I ask her what changes when I turn off the light
and she says, Go ahead.
I ask what else and
she says, According to whom?
She won’t tell me anything
because she thinks I know nothing.
In life, she told me to have faith
but never told me Goodbye. Nor,
perhaps more importantly, Daughter,
I’m going to die young and rip
apart the linen spool of time,
even though I was the one
who bothered to convince you
it was real in the first place.
Now, in death, she only says things like,
You’ll ruin the wall doing that.
She has become a limitless
magic eight ball of disappointment.
If I ask about dying
she says, In the cosmic sense?
None of this matters to her.
To her it feels like the lights
are always on, like
no one is lying in wait.
But here I am, lain, waiting.
I want to hunt her, to render her
unconscious with an actual rock.
Small and dear—my prisoner
in the Taiga of Unreality forever.
There are logistical issues, of course.
Where to hide the rock, find her head.
And then there is the matter of infinite regression.
The rampantness of logical sequences
with essential but unidentifiable beginnings.

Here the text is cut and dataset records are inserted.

PR #1454, opened 2018-02-14
Fix static-compiler when CC includes args

akiernan:
Ensure arguments are quoted so that if you include args in CC that
they're handled as a whole.


cgwalters:
@rh-atomic-bot r+ cf3a870

PR #1457, opened 2018-02-19
Make tests compatible with Python 3

smcv:
Because Python 2 reaches EOL in 2020, which is within the projected security-support lifetime of Ubuntu 18.04 and Debian 10, there's an effort within Debian to replace Python 2 with Python 3 as much as possible.

ostree currently uses Python 2 for some tests, but this pull request makes it compatible with Python 3. I believe this would be necessary in Arch Linux, where `/usr/bin/python` is Python 3, if Arch Linux routinely ran the ostree test suite (which it seems they don't).

In Debian we're using an additional patch to switch the Python 2 tests to Python 3, which isn't included in this pull request, but I'm happy to open another one afterwards (or add it to this one) if you're interested: https://salsa.debian.org/debian/ostree/blob/debian/master/debian/patches/debian/Use-Python-3-for-tests.patch

### DIFF
--- a/tests/bootloader-entries-crosscheck.py
+++ b/tests/bootloader-entries-crosscheck.py
@@ -38,8 +38,8 @@ def fatal(msg):
     sys.stderr.write('\n')
     sys.exit(1)
 
-def compare_entries_descending(a, b):
-    return int(b['version']) - int(a['version'])
+def entry_get_version(entry):
+    return int(entry['version'])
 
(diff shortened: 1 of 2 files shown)


cgwalters:
Hmm, we might actually be able to hard switch over to 3.  I think the main thing would be to set up EPEL on our c7 builds.  So please do submit that next patch!

@rh-atomic-bot r+ 7c8f9b0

Endless chains of justification
that beg you to trust.
How does one go forward knowing
such a trespass of knowledge is possible?
On my fortieth birthday,
my mother will have been alive
for less than half my life.
Sixtieth, less than a third.
The graph of her deadness
over my aliveness
descends infinitely toward the axis.
What comes first, I ask her.
How much of this is quantum and
How much the way you taught me
to halve an English muffin with a fork?
But all she ever says is
In the dark I can’t confirm or deny you.
Now she may as well be muffins, forks, knitwear.
She is an infinite regression
nestled in the Siberian Gulf of Uselessness.
She’s always one more year not alive.
They call this the anniversary of her death
but anniversary implies an addition, a gathering,
a line rising at a forty-five degree angle
from the horizontal at which it began.
That is no longer the graph we have
here before us. Look at this, I say to her,
the downward slope of your no-longerness
over my still-hereness.
You are one more year forward
from nothingness, one more year less.
She shallows, roils.
Airplanes can no longer reach her.
We sit in a deciduous kind of silence.
I consult the magic eight ball for answers
sent straight from the boreal forest.
A glowing purple triangle reads:
Today is not an anniversary.
But there is no word that means the opposite.